Ainda não começámos a pensar
                                               We have yet to start thinking
 Cinema e pensamento | On cinema and thought                                                                              @ André Dias

Ao pé da letra #118 (António Guerreiro)

Sobre salário proletário e sobressalário burguês que se pode realizar em tempo ou em dinheiro

«Sursalaire é uma palavra francesa a que o filósofo Jean-Claude Milner deu o estatuto de conceito num pequeno livro de 1997 intitulado “Le salaire de l’idéal”. Experimentemos traduzi-la por ‘sobressalário’. Milner parte da seguinte verificação: os títulos de pertença à burguesia já não dependem da propriedade mas do nível de remunerações e do modo de vida que estas permitem. Mas para o burguês remunerado não é válida a análise marxista do salário do proletário. O salário proletário, do ponto de vista marxista, é sempre iníquo; o salário burguês, esse, é arbitrário. Depende de arbítrios políticos e da definição de poderes. Aquele que é considerado poderoso num determinado momento ganha um sobressalário e está sujeito a perdê-lo se perder o poder (quer porque o delapidou, quer porque houve uma alteração da distribuição de poderes na sociedade). Tem um sobressalário aquele que ganha à medida da sua sobrepotência.

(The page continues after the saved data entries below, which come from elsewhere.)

PR #92, opened 2021-01-22
python3-requests

wiryfuture:
I gave building a shot today and it seems that `python-requests` isn't available anymore, however afaik `python3-requests` should be a drop-in replacement.
 `python-wheel-common` and `python-setuptools` appear to be working fine.

image

### DIFF
--- a/package.json
+++ b/package.json
@@ -65,7 +65,7 @@
         "curl",
         "gconf2",
         "gconf-service",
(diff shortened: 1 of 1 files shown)


flavioislima:
Yeah, noticed that when was checking the dependencies yesterday.
I have already removed it on my current branch

PR #108, opened 2021-01-24
Fix localStorage persist after app close

alexheretic:
Fixes non-persistent localStorage, which caused filter memory to not work.


alexheretic:
Looks like the underlying issue is multiple processes running at the same time not properly sharing the localStorage. So maybe only allowing a single heroic process is a better fix.

PR #111, opened 2021-01-25
Add Proton GE installation path

beudbeud:
Heroic search for wine version in many path but there aren't the one is recommanded for Proton GE.

~/.steam/root/compatibilitytools.d

Thanks


electron/utils.ts
```diff
@@ -41,6 +41,7 @@ const getAlternativeWine = () => {
   const steamPaths: string[] = [
     `${home}/.local/share/Steam`,
     `${home}/.var/app/com.valvesoftware.Steam/.local/share/Steam`,
+    `${home}/.steam/root`,
```
flavioislima, line 44: This is actually the same as .local/share/Steam since .steam/root is a symlink.
If you click on the properties of this folder you will see that is just a symlink.

PR #116, opened 2021-01-27
Run EXE on Directory and Fixes

Linux4Good:
Fix Long Downloads being interrupted when app on tray.
Added Option to run EXE on Prefix
Added Mangohud and Pulse LAtency as toggles since they are quite common.


electron/main.ts
```diff
@@ -213,13 +214,16 @@ ipcMain.handle('writeFile', (event, args) => {
   )
 })
 
-ipcMain.on('lock', () =>
+let powerId = null
+ipcMain.on('lock', () => {
   writeFile(`${heroicGamesConfigPath}/lock`, '', () => 'done')
-)
+  powerId = powerSaveBlocker.start('prevent-app-suspension')
```
flavioislima, line 220: Nice that was so simple. I read about this before but forgot to implement. Good that it fixed it.

electron/main.ts
```diff
@@ -343,19 +347,30 @@ ipcMain.on('getAlternativeWine', (event) =>
...
     winePrefix = `'${protonPrefix}/pfx'`
   }
 
-  const command = `WINE=${wineBin} WINEPREFIX=${winePrefix} ${
+  let command = `WINE=${wineBin} WINEPREFIX=${winePrefix} ${
     tool === 'winecfg' ? `${wineBin} ${tool}` : tool
   }`
 
+  if (tool === 'runExe') {
+    command = `WINEPREFIX=${winePrefix} ${wineBin} ${exe}`
```
flavioislima, line 371: Good. Thinking far away in time, this is something that we can do to launch games outside epic. so actually this will be the command and we can call this channel to launch them. Maybe changing only to be a async call.

electron/main.ts
```diff
@@ -507,11 +522,16 @@ ipcMain.handle('egsSync', async (event, args) => {
...
   const command = isLink ? linkArgs : unlinkArgs
 
-  const { stderr, stdout } = await execAsync(
-    `${legendaryBin} egl-sync ${command} -y`
-  )
-  console.log(`${stdout} - ${stderr}`)
-  return `${stdout} - ${stderr}`
+  try {
+    const { stderr, stdout } = await execAsync(
+      `${legendaryBin} egl-sync ${command} -y`
```
flavioislima, line 527: Good catch, literally! 😂

electron/utils.ts
```diff
@@ -126,17 +127,28 @@ const launchGame = async (appName: any) => {
...
+  } = settings[settingsName] as AppSettings
 
   let wine = `--wine ${wineVersion.bin}`
   let prefix = `--wine-prefix ${winePrefix}`
 
-  envVars = otherOptions
   const isProton = wineVersion.name.startsWith('Proton')
   prefix = isProton ? '' : `--wine-prefix ${winePrefix}`
 
+  const options = {
```
flavioislima, line 141: Liked this approach since it will make it easier to add more options in the future.

package.json
```diff
@@ -43,33 +43,12 @@
         "curl"
       ]
     },
-    "pacman": {
```
flavioislima, line 46: Hmm, maybe is for the best, but would be good to listen to the community, maybe someone is actually downloding the pacman files. Even though I never did, always used AUR for that. 🤔

flavioislima (approved):
Good PR! Liked the Drag/Drop approach since sometimes we have a lot of exe to run on the prefix, it will make it a lot easier :D

PR #134, opened 2021-02-02
Fix punctuation in handleRepair

Serial-ATA:


flavioislima:
Good catch. But I just added i18n support and fixed that when adding the translations. Thanks

PR #150, opened 2021-02-09
Added new feature 'back to top btn' gameList layout + minor tweaks

onadrog:
I've added a button to scroll at the top of the app + a list layout for the games and new context to choose between grid or list.
Also a label for the search icon.
For the list layout I've removed games logo while some seems not exists.

Capture d’écran de 2021-02-09 13-31-27

Capture d’écran de 2021-02-09 13-15-34


src/components/Library.tsx
```diff
@@ -1,49 +1,100 @@
...
-              art_square,
-              is_dlc,
-              art_logo,
-              app_name,
-              isInstalled,
-            }: Game) => {
-              if (is_dlc) {
-                return null
+    <>     
+      {layout === 'grid' ? (
```
flavioislima, line 35: Since the game list depends on this check, maybe we could use a ternary expression on the `className` and on the `return` 
Instead of repeating the whole code.

src/components/UI/GameCard.tsx
```diff
@@ -87,13 +87,15 @@ const GameCard = ({ cover, title, appName, isInstalled, logo }: Card) => {
             filter: isInstalled ? 'none' : `grayscale(${effectPercent})`,
           }}
           className="gameLogo"
+          loading="lazy"
```
flavioislima, line 90: Good. Did you notice any difference? I'm thinking of a way of caching the images instead of downloading them every time. But I haven't find the best way yet.

src/components/UI/GameList.tsx
```diff
@@ -0,0 +1,105 @@
...
+import { Link } from 'react-router-dom'
+import { useTranslation } from 'react-i18next'
+
+import ContextProvider from '../../state/ContextProvider'
+import { GameStatus } from '../../types'
+import { getProgress } from '../../helper'
+const { ipcRenderer } = window.require('electron')
+interface List {
+    cover: string
+    logo: string
```
flavioislima, line 11: We can remove the logo here since is not being used.

src/components/UI/GameList.tsx
```diff
@@ -0,0 +1,105 @@
...
+    const [progress, setProgress] = useState({
+        percent: '0.00%',
+        bytes: '0/0MB',
+        eta: '',
+    } as InstallProgress)
+    const { t } = useTranslation()
+
+    const { libraryStatus } = useContext(ContextProvider)
+
+    const gameStatus: GameStatus = libraryStatus.filter(
```
flavioislima, line 33: I'll about a different way of storing this info since now we are repeating it in two different places.

src/components/UI/GameList.tsx
```diff
@@ -0,0 +1,105 @@
...
+        if (isMoving) {
+            return t('gamelist.moving', 'Moving')
+        }
+        if (isReparing) {
+            return t('gamelist.repairing', 'Repairing')
+        }
+        return ''
+    }
+
+    return (
```
flavioislima, line 74: I think maybe having a smaller component for Gamecard and another one for the GameList would be better. Then we could reuse all functions and change only the small component depending on the user selection.

flavioislima:
Left a few comments but looks good in general. 
Some thought I have:
- We could avoid code repetition if we could have an intermediate component that could be called like: GameLink and inside this component we had all the logic that is already inside the GameCard and GameList and then those two become dumb components that could be rendered based on the user selection inside the GameLink.
- Another thing is that would be good to have more info on the list, as the size of the installed game and also the status when something is happening like on GameCard it shows if the game is being installed or moving or repairing.
- I have already a branch with some code to launch the game from the card, that would be good as well. But I can do this after merging your PR.

other than that, it is good. thanks!

onadrog:
I've made lot of changes i found many bugs and added more language support eg for games description, refined regex etc, changed the way the game list where readed, refractor the grid/list component, still need som test, but still ok for now.

flavioislima:
Looks really good now. Just need some small changes and I think would be ready to be merged :)

onadrog:
Yes I was thinking about removing ```legendary(lis-games)``` or maybe just use it to wait for the response of the new function. And yes code need some changes to be ready for prod, I'll do that  before final commit. (This is the first time I use electron it's a bit hard to understand all the functions)
But there is some things I can't change like call to the EG api where some game names or wrong, don't know if the call can be done by gameId but it will be better.

flavioislima:
> Yes I was thinking about removing `legendary(lis-games)` or maybe just use it to wait for the response of the new function. And yes code need some changes to be ready for prod, I'll do that before final commit. (This is the first time I use electron it's a bit hard to understand all the functions)
> But there is some things I can't change like call to the EG api where some game names or wrong, don't know if the call can be done by gameId but it will be better.

Dont worry, looks really good. This is also my first experience with Electron and I just read the docs that are really good.
The ipcRendrer.invoke always returns a promise so you can add the `await` argument to them to wait for the command to finish.

onadrog:
Yes, i've checked the website, there is some graphQL things but nothings we can use in in. 
I've added a new library 'react-lazyload' so instead of loading all images at launch it use lazy load.
I think this commit is pretty good now for merge.

flavioislima:
@onadrog 
So, I'm testing here your branch and one thing I saw is that if there is no library.json, the game list is empty, so it will be ok if someone never used the app before but if they had used, they will see a blank screen until they run the refresh library function. 
But that is easy to deal with. Basically, just need to check if the file exists and if not, return the 'writeLibrary' function.

The performance is far better btw good job. The lazy load made quite a difference.

Another thing I noticed is that the Return button on settings and on the game page is aligned on the middle.
Was this intentional?
image

flavioislima:
One last thing is that on the list option, the items aren't using a fixed size so on my screen, that is a ultrawide monitor, they are really big. So maybe a fixed size aligned on the center would be a better approach. What do you think?
image

src/App.css
```diff
@@ -12,12 +12,11 @@
 
 .App .header {
   display: grid;
-  width: 1194px;
```
flavioislima, line 15: So, removing this was what broke the return button. To fix this, add `width: 390px;` to the leftCluster class.

flavioislima:
Another necessary change to avoid breaking the app is adding a fallback image to the art_cover as well on this line on main.ts:
`const art_cover = gameBox ? gameBox.url : null`
Because some game can come without it and then react will break when try to render null on the frontend.

flavioislima:
> Another necessary change to avoid breaking the app is adding a fallback image to the art_cover as well on this line on main.ts:
> `const art_cover = gameBox ? gameBox.url : null`
> Because some game can come without it and then react will break when try to render null on the frontend.

just tested again and I think is not necessary because the art_cover fallback is the art_square and also with the lazyLoading, if the image is null it won't break, it will just not render anything.

flavioislima:
For some weird reason, the LazyLoading is not working for the logos as well. I tried changing a few settings without success. 
The covers as well don't load right away, a scroll is needed for them to work. I don't know the reason.

onadrog:
Ok, i'm not using a wide monitor so can't really test I think just get rid of ```small``` tags will be ok? for the return 'button' i think i was beacause when i test with french language wich is very verbose the fixed header size was not enough anf got word-break. Ok nice if it not break anything for images. I'll investigate for the return button. But I think for sizing text you'll be more efficient than me since i'ev 24" monitor here. And yeah Lazyloading need a fisrt scroll don't know why did we get rid of that or deal with for perfomance ?

flavioislima:
> Ok, i'm not using a wide monitor so can't really test I think just get rid of `small` tags will be ok? for the return 'button' i think i was beacause when i test with french language wich is very verbose the fixed header size was not enough anf got word-break. Ok nice if it not break anything for images. I'll investigate for the return button. But I think for sizing text you'll be more efficient than me since i'ev 24" monitor here. And yeah Lazyloading need a fisrt scroll don't know why did we get rid of that or deal with for perfomance ?

For me the lost size was fine when changing the item to 8vh, text to 1em and icons to 2.5em. Making the screen smaller looked good to me as well. About the lazy loading, I think there is no better solution than caching the images locally. Don't worry about that, I'll try to implement this on my current branch.

onadrog:
Modifications done. So I've removed react-lazyload, and Css changes you said.

flavioislima (approved):
Looks good now. I'll implement and improve other things on my branch before the next release.
 
Thanks

:D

A proletarização de algumas classes profissionais (por exemplo, professores e jornalistas) mede-se não apenas pelo facto de terem perdido autonomia intelectual mas também porque o tempo de que dispõem para ganhar dinheiro é cada vez menor e o tempo de trabalho aproxima-se do correspondente ao salário proletário. Ora, a questão do tempo tem de ser equacionada quando falamos em salário e em sobressalário. Como mostra Milner, não há apenas uma burguesia do sobressalário, há também uma burguesia do sobretempo. A burguesia sobrerremunerada, ao contrário da antiga burguesia da propriedade, em geral não dispõe de tempo: é a realidade de muitos quadros das empresas. A burguesia que converte o salário em tempo — a burguesia do sobretempo —, pelo contrário, é désoeuvrée: não faz obra, ou a obra que faz não corresponde a um operare. Em suma: é a ‘parte maldita’ da economia produtiva.»

António Guerreiro, «Ao pé da letra», Expresso-Atual, Portugal, 27.11.2010.

[Problemas espirituais] (Giorgio Agamben)

Faulkner escreveu uma vez que o verdadeiro problema do nosso tempo é já não existirem problemas espirituais.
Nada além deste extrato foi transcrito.